The "perfect" way would be to stream the BLOB (which is passed as a stream
to setBinaryStream) directly to the db server. escaping could be done by
nesting streams. in this case, no arrays would be needed at all. While being
probably the best way, this would imply some sort of big overhaul of the code.

>I am not sure how much work this will be, but it is probably the correct
>long term solution.  Any volunteers for looking into this and submitting
>a patch?

I would be interested in doing/helping this, but as I am not familiar with
the PostgreSQL JDBC source code, I'd have to work together with somebody who
really knows what's going on.


--
GMX - Die Kommunikationsplattform im Internet.
http://www.gmx.net


Re: Inserting large BLOBs via JDBC - OutOfMemoryError

From
hhaag@gmx.de
Date:
There might be a workaround:

From JDBC 2.0 on, the interface java.sql.Blob allows to manipulate BLOBs.
AbstractJdbc2Statement.setBlob() (code posted below) seems to create a BLOB
upfront storing it in the database. The actual INSERT command will then only
contain the OID, avoiding all memory problems.

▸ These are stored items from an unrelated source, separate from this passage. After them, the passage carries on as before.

PR #1506, opened 2025-08-20
arm: flush vcpu when switching and setting domain 

corlewis:
This avoids information about VCPU state being leaked across domains.


include/arch/arm/arch/object/vcpu.h
```diff
@@ -204,9 +206,12 @@ static inline VPPIEventIRQ_t irqVPPIEventIndex(irq_t irq)
 
 #else /* end of CONFIG_ARM_HYPERVISOR_SUPPORT */
 
-/* used in boot.c with a guard, use a marco to avoid exposing vcpu_t */
+/* used in boot.c with a guard, use a macro to avoid exposing vcpu_t */
```
Indanz: I'd remove the whole comment to be honest, because it is misleading. The compile error for exposing vcpu_t is easily fixed by always declaring `typedef struct vcpu vcpu_t;`. But then you'll run into the real issue of `vcpu_boot_init()` not existing if HYP is disabled.

corlewis:
> Conceptually it's very similar to the lazy FPU state loading/unloading, but somehow that code manages to re-use existing functions, while existing VCPU functions just does slightly the wrong things, making something new necessary.
> 
> Not entirely happy with the amount of extra wrapper code and fluff introduced, but unsure how to reduce it without bigger changes. If we had a cross-platform `CONFIG_HYPERVISOR_SUPPORT` setting and standardised the API, like we did for FPU, we wouldn't need `Arch_prepareNextDomain` and `Arch_prepareSetDomain`.

I completely agree with both of your points. `vcpu_flush` was the best that I could come up with for reusing existing functions, and the change was originally a fair bit smaller before I had to add all of the fluff to make it work for all configurations. A rewrite like you're suggesting would definitely be very nice.

include/arch/arm/arch/object/vcpu.h
corlewis: I'm happy to remove the comment, I have to admit that I wasn't even thinking about what it said, I just saw the typo and wanted to fix it.

Indanz (approved):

I'll let you know how it goes.



    public void setBlob(int i, Blob x) throws SQLException
    {
        InputStream l_inStream = x.getBinaryStream();
        int l_length = (int) x.length();
        LargeObjectManager lom = connection.getLargeObjectAPI();
        int oid = lom.create();
        LargeObject lob = lom.open(oid);
        OutputStream los = lob.getOutputStream();
        try
        {
            // could be buffered, but then the OutputStream returned by LargeObject
            // is buffered internally anyhow, so there would be no performance
            // boost gained, if anything it would be worse!
            int c = l_inStream.read();
            int p = 0;
            while (c > -1 && p < l_length)
            {
                los.write(c);
                c = l_inStream.read();
                p++;
            }
            los.close();
        }
        catch (IOException se)
        {
            throw new PSQLException("postgresql.unusual", se);
        }
        // lob is closed by the stream so don't call lob.close()
        setInt(i, oid);
    }



--
GMX - Die Kommunikationsplattform im Internet.
http://www.gmx.net


Re: Inserting large BLOBs via JDBC - OutOfMemoryError

From
Barry Lind
Date:
Make sure you have read and understand the limitations in postgres for
this approach.  The java.sql.Blob support in the postgres jdbc driver
uses the postgres LargeObject API.  There is a section in the postgres
jdbc documentation that explains the pros/cons of the LargeObject API as
compared to using the bytea datatype.  If you can live with the
limitations, then this is a fine solution.

thanks,
--Barry

hhaag@gmx.de wrote:

>There might be a workaround:
>
>From JDBC 2.0 on, the interface java.sql.Blob allows to manipulate BLOBs.
>AbstractJdbc2Statement.setBlob() (code posted below) seems to create a BLOB
>upfront storing it in the database. The actual INSERT command will then only
>contain the OID, avoiding all memory problems.
>
>I'll let you know how it goes.
>
>
>
>    public void setBlob(int i, Blob x) throws SQLException
>    {
>        InputStream l_inStream = x.getBinaryStream();
>        int l_length = (int) x.length();
>        LargeObjectManager lom = connection.getLargeObjectAPI();
>        int oid = lom.create();
>        LargeObject lob = lom.open(oid);
>        OutputStream los = lob.getOutputStream();
>        try
>        {
>            // could be buffered, but then the OutputStream returned by LargeObject
>            // is buffered internally anyhow, so there would be no performance
>            // boost gained, if anything it would be worse!
>            int c = l_inStream.read();
>            int p = 0;
>            while (c > -1 && p < l_length)
>            {
>                los.write(c);
>                c = l_inStream.read();
>                p++;
>            }
>            los.close();
>        }
>        catch (IOException se)
>        {
>            throw new PSQLException("postgresql.unusual", se);
>        }
>        // lob is closed by the stream so don't call lob.close()
>        setInt(i, oid);
>    }
>
>
>
>
>



Re: Inserting large BLOBs via JDBC - OutOfMemoryError

From
Barry Lind
Date:

hhaag@gmx.de wrote:

>I think it's at least better than initializing the stringbuffer with the
>default capacity, which is 16. And as long as the stringbuffer is used only
>internally (as a local variable) in a private method, no other parts of the code
>should be affected. Of course you cannot predict the final size of the
>created string.
>
I agree.  I will check in a patch for this later today.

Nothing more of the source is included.